RECORDS SHOWN:
◇ ◇ ◇ ◇ ◇

PR #326, opened 2016-09-28
Fix MinGW compilation with newer GCC

jschueller:
A macro from pyconfigh.h conflicts with a definition in cmath:
error: '::hypot' has not been declared

http://stackoverflow.com/questions/10660524/error-building-boost-1-49-0-with-gcc-4-7-0/12124708#12124708


sofianehaddad:
+1

PR #329, opened 2016-10-06
Homogenization in covariance models

sofianehaddad:
1) Do not define new covariance attribut in DiracCovarianceModel but use this already defined one
2) We should add nugget factor if values are very small and not exactly zero (as done in Matern)


lib/src/Base/Stat/DiracCovarianceModel.cxx
```diff
@@ -384,15 +380,14 @@ String DiracCovarianceModel::__str__(const String & offset) const
 void DiracCovarianceModel::save(Advocate & adv) const
 {
   StationaryCovarianceModel::save(adv);
-  adv.saveAttribute("covariance_", covariance_);
+  adv.saveAttribute("spatialCovariance_", spatialCovariance_);
```
jschueller: saved but not loaded, as it's mutable I guess it should not be

jschueller:
+1

regislebrun:
+1

PR #331, opened 2016-10-16
Confidence region computations

regislebrun:
This pull request adds new algorithms to compute various kind of confidence regions:
- minimum volume level set
- product of marginal minimum volume intervals
- product of bilateral confidence intervals
- unilateral confidence intervals

It also contains some code cleanup, some performance improvement (mainly the switch from binded methods to specific NumericalMathFunction) and a few bug fixes.


jschueller:
- The build fails because hmat-oss master is in a bad shape, but I'm sure @jeromerobert or @gsylvand will resolve this soon : )
- That'be great to have the definition of each confidence region, but I couldn't find the documentation.
- The binding of new methods like computeMinimumVolumeInterval could be enhanced so as to return a tuple, see https://github.com/openturns/openturns/blob/master/python/src/WeightedExperimentImplementation.i

regislebrun:
The documentation was lost during the merge process, it is back! For the SWIG sorcellery, I will have a look at your pointer. Hallowen is coming, maybe I will find the trick!

regislebrun:
For the SWIG trick, the trouble is that each new method comes in two flavors:
  * one which returns only an Interval or a LevelSet
  * one which gives  also the marginal probability or the PDF threshold

I would have to rename these methods to disambiguate the call when one want the auxiliary value or not, and it is too much work to be done in a short term (all the tests have to be changed!)

jschueller:
I don't understand why there's a NP signature, each time it's of dim 1.

lib/src/Uncertainty/Model/DistributionImplementation.cxx
```diff
@@ -761,14 +862,45 @@ NumericalScalar DistributionImplementation::computeProbabilityContinuous(const I
   if (reducedInterval == getRange()) return 1.0;
   // Use adaptive multidimensional integration of the PDF on the reduced interval
   const PDFWrapper pdfWrapper(this);
-  const NumericalMathFunction fPDF(bindMethod<PDFWrapper, NumericalPoint, NumericalPoint>(pdfWrapper, &PDFWrapper::computePDF, dimension_, 1));
   NumericalScalar probability;
```
jschueller: = 0

regislebrun:
The Np signature is here to allow for side-effect in Python, ie arguments that are modified. The C++ version uses a NumericalScalar as expected.

jschueller:
Oh I see, so it's useless for C++ only, this definitively needs to change, I'll provide a patch.

jschueller:
What's the name of the return argument, I see 'marginalprob' and 'threshold' in the cxx, but in the docsting I see level, what should I use to name the new methods:
```
  virtual Interval computeMinimumVolumeIntervalWithProbability(const NumericalScalar prob, NumericalScalar & marginalProb) const;

virtual Interval computeBilateralConfidenceIntervalWithProbability(const NumericalScalar prob, NumericalScalar & marginalProb) const;
  virtual Interval computeUnilateralConfidenceIntervalWithProbability(const NumericalScalar prob, const Bool tail, NumericalScalar & marginalProb) const;
  virtual LevelSet computeMinimumVolumeLevelSetWithThreshold(const NumericalScalar prob, NumericalScalar & threshold) const;


```

lib/src/Uncertainty/Model/DistributionImplementation.cxx
```diff
@@ -761,14 +862,45 @@ NumericalScalar DistributionImplementation::computeProbabilityContinuous(const I
...
+    if (singularitiesNumber == 0 || singularities[0] >= upper || singularities[singularitiesNumber - 1] <= lower) probability = GaussKronrod().integrate(pdfWrapper, reducedInterval, error)[0];
+    else
+    {
+      NumericalScalar a = lower;
+      for (UnsignedInteger i = 0; i < singularitiesNumber; ++i)
+      {
+        const NumericalScalar b = singularities[i];
+        if (b > lower && b < upper)
+        {
+          probability += GaussKronrod().integrate(pdfWrapper, Interval(a, b), error)[0];
```
jschueller: maybe that's causing the meixner troubles ?

jschueller:
+1

jschueller:
@regislebrun, could you rebase to master ?

regislebrun:
@jschueller No problem, but you merge new PRs quicker than I rebase/test/push!

lib/test/t_Normal_std.cxx
```diff
@@ -41,6 +41,8 @@ inline NumericalPoint clean(NumericalPoint in)
 int main(int argc, char *argv[])
 {
   TESTPREAMBLE;
+  Log::Show(Log::INFO);
```
sofianehaddad: I think we should remove such debugs in tests

lib/src/Uncertainty/Model/ContinuousDistribution.cxx
```diff
@@ -183,8 +182,8 @@ Collection<PiecewiseHermiteEvaluationImplementation> ContinuousDistribution::int
     NumericalSample fi;
     NumericalPoint ei;
     NumericalScalar error;
-    valuesCDF[i] = valuesCDF[i - 1] + algo.integrate(fPDF, xCDFOld, xCDF, error, ai, bi, fi, ei)[0];
-    valuesCCDF[n - i - 1] = valuesCCDF[n - i] + algo.integrate(fPDF, xCCDF, xCCDFOld, error, ai, bi, fi, ei)[0];
+    valuesCDF[i] = valuesCDF[i - 1] + algo.integrate(pdfWrapper, xCDFOld, xCDF, error, ai, bi, fi, ei)[0];
+    valuesCCDF[n - i - 1] = valuesCCDF[n - i] + algo.integrate(pdfWrapper, xCCDF, xCCDFOld, error, ai, bi, fi, ei)[0];
     derivativesCDF[i] = computePDF(xCDF);
     derivativesCCDF[n - i - 1] = -computePDF(xCCDF);
     xCDFOld = xCDF;
```
sofianehaddad: The main part of the switch is done in e0e8bf2

jschueller:
As I said earlier the tests do not pass without boost:
- disable the Unilateral confidence interval test in t_NonCentralStudent
- the following must be applied in distfunc:

```
diff --git a/lib/src/Uncertainty/Distribution/DistFunc.cxx b/lib/src/Uncertainty/Distribution/DistFunc.cxx
index 08d5847..234d196 100644
--- a/lib/src/Uncertainty/Distribution/DistFunc.cxx
+++ b/lib/src/Uncertainty/Distribution/DistFunc.cxx
@@ -451,8 +451,11 @@ NumericalScalar DistFunc::qGamma(const NumericalScalar k,
                                  const NumericalScalar p,
                                  const Bool tail)
 {
-  if (!tail && (p >= 1.0 - SpecFunc::NumericalScalarEpsilon)) return SpecFunc::RegularizedIncompleteGammaInverse(k, p, tail);
-  return SpecFunc::RegularizedIncompleteGammaInverse(k, p, tail);
+  NumericalScalar r = p;
+  if (r <= SpecFunc::MinNumericalScalar) r = SpecFunc::MinNumericalScalar;
+  //if (r >= 1.0 - SpecFunc::NumericalScalarEpsilon) r = 1.0 - SpecFunc::NumericalScalarEpsilon;
+  //if (!tail && (p >= 1.0 - SpecFunc::NumericalScalarEpsilon)) return SpecFunc::RegularizedIncompleteGammaInverse(k, 1.0 - SpecFunc::NumericalScalarEpsilon, !tail);
+  return SpecFunc::RegularizedIncompleteGammaInverse(k, r, tail);
 }
```

regislebrun:
@jschueller There is definitely something strange in the current DistFunc::qGamma() function, but I am not convinced by your patch. If it fixes the problem let's go for it, but something deeper has to be understood here.

regislebrun:
@jschueller Both Maple and Mathematica have trouble to compute non-central Student CDF in the far tails, so it is hard to say which of the two implementations (boost or native) is correct. Let's adopt your patch waiting for a more satisfactory answer.

jschueller:
Could you rebase to master ?

regislebrun:
@jshueller ongoing

regislebrun:
@jschueller YES! YES! YES! Please merge it ASAP! No more bug without boost! No more bug on i386! No more fancy behaviour from fancy distributions! No more timeout! No more rebase due to other PRs being merged!

PR #334, opened 2016-10-18
Covariance model parameter management

jschueller:
Add an api to control the active parameters with indices (from adutofy/covariance_model_parameter)
the covariance models implement:
```
  /** Parameter accessor */
  virtual void setFullParameter(const NumericalPoint & parameter);
  virtual NumericalPoint getFullParameter() const;
  virtual Description getFullParameterDescription() const;
```
Then get/setParameter filters according to activeParameter_ indices


regislebrun:
+1

PR #335, opened 2016-10-19
LeastSquaresMethod/DesignProxy swig

jschueller:
- Expose these to SWIG
- Add tests, doc
- Fix bugs


regislebrun:
+1

lib/src/Base/Algo/DesignProxy.cxx
```diff
@@ -126,23 +126,35 @@ MatrixImplementation DesignProxy::computeDesign(const Indices & indices) const
...
+    design = filteredDesign;
+  } // hasRowFilter()
+  if (hasWeight())
+  {
+    UnsignedInteger linearIndex = 0;
+    for (UnsignedInteger j = 0; j < design.getNbColumns(); ++ j)
+    {
+      for (UnsignedInteger i = 0; i < design.getNbRows(); ++ i)
+      {
+        design[linearIndex] *= weight_[i];
```
regislebrun: But it is only SLIGHTLY wrong... Who cares? Ok I will fix it ;-)

jschueller: Ok, fixed.

PR #341, opened 2016-10-20
New Text class, derived from DrawableImplementation

dbarbier:
Add four new methods to Drawable:
  * getTextAnnotations()/setTextAnnotations()
  * getTextPositions()/setTextPositions()

This class allows adding text to plots.
Text position indicates where text is placed with respect to coordinates:
 * 1 (below)
 * 2 (left)
 * 3 (above)
 * 4 (right)


regislebrun:
I am not very fond of numerical IDs for the position, a string is more readable in my opinion. Why not adopt something similar to the legend position? Otherwise it is a good job!

python/src/viewer.py
```diff
@@ -427,6 +429,37 @@ def __init__(self,
...
+                    horizontal = horizontal_default
+                    vertical = vertical_default
+                    if positions[i] == 2:
+                        horizontal='right'
+                    elif positions[i] == 4:
+                        horizontal='left'
+                    if positions[i] == 3:
+                        vertical='bottom'
+                    elif positions[i] == 1:
+                        vertical='top'
```
jschueller: I'd use a map here:
```
position_map = {1: 'top', 2: 'right', ...}
horizontal = position_map.get(i, 'center')
```

jschueller:
+1

regislebrun:
+1

python/src/viewer.py
```diff
@@ -427,6 +429,37 @@ def __init__(self,
...
+                    horizontal_default = text_kwargs['horizontalalignment']
+                    del text_kwargs['horizontalalignment']
+                else:
+                    horizontal_default = 'center'
+                if 'verticalalignment' in text_kwargs_default:
+                    vertical_default = text_kwargs['verticalalignment']
+                    del text_kwargs['verticalalignment']
+                else:
+                    vertical_default = 'center'
+                positions = drawable.getTextPositions()
```
jschueller: positions is now a description, seems you forgot to change that part of the code

dbarbier: Good catch, fixed now, thanks.

jschueller:
+1

PR #346, opened 2016-10-21
Added drawLogPDF() to Distribution

regislebrun:


jschueller:
+1

sofianehaddad:
small question : how to handle - SpecFunc::MaxNumericalScalar values ?

regislebrun:
It all depends on what we mean by being close to zero. Is it to be equal to SpecFunc::NumericalScalarEpsilon or to be equal to SpecFunc::LogMinNumericalScalar? If all cases, it should not be -SpecFunc::MaxNumericalScalar.

Otherwise, as soon as there are only normal numbers into the NS defining a Graph, everything should by allright.

sofianehaddad:
@regislebrun accoring to the convention in OT, if pdf=0 then logPdf = -SpecFunc::NumericalScalarEpsilon 
Default parameters of the drawLogPDF method make the evaluation correct (ie no point for which pdf=0). However we might face to trouble. 
For example, if we consider this distribution, ot.Mixture([ot.Normal(-1,0.3), ot.Normal(15,1)])
Lots of "zeros" are to be considered by the drawPDF method. 
The question is how to handle this case ?

regislebrun:
@sofianehaddad I checked in the code: the convention is more to take logPdf = -SpecFunc::MaxNumericalScalar (otherwise you get -2.e-16, not really -\inf ;-)). It should definitely be SpecFunc::LogMinNumericalScalar  for log-likelihood/log-PDF computations, as it insures a kind of "numerical continuity".
Concerning the case where you have a lot of zeros in the PDF, you can play with the Graph bounding box to adapt the axes to something meaningful, waiting for a clever solution.

lib/src/Uncertainty/Model/DistributionImplementation.cxx
```diff
@@ -2808,6 +2835,219 @@ Graph DistributionImplementation::drawPDF() const
...
+  marginalGraph.setTitle(OSS() << getDescription() << "->" << description_[marginalIndex] << " component log PDF");
+  return marginalGraph;
+}
+
+/* Draw the log-PDF of the distribution when its dimension is 2 */
+Graph DistributionImplementation::drawLogPDF(const NumericalPoint & xMin,
+    const NumericalPoint & xMax,
+    const Indices & pointNumber) const
+{
+  if ((pointNumber[0] <= 2) || (pointNumber[1] <= 2)) throw InvalidArgumentException(HERE) << "Error: the discretization must have at least 2 points per component";
```
dbarbier: Error message says that pointNumber must be at least 2, but test is wrong, it checks whether it is strictly superior to 2.
BTW please write rewrite tests to handle the case where value is not a number:
```
  if (!(pointNumber[0] >= 2 && pointNumber[1] >= 2)) throw...
```

regislebrun:
@jschueller  Impossible to see what is going wrong on travis: no access to the log file...

jschueller:
(py)t_FittingTest_std.expout seems out of date and TrapezoidalFactory timeouts.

◇ ◇ ◇ ◇ ◇

ASSIGNMENT:
Your task is to copy each line of the data above that holds "without".

RESPONSE BELOW:
As I said earlier the tests do not pass without boost:
@jschueller YES! YES! YES! Please merge it ASAP! No more bug without boost! No more bug on i386! No more fancy behaviour from fancy distributions! No more timeout! No more rebase due to other PRs being merged!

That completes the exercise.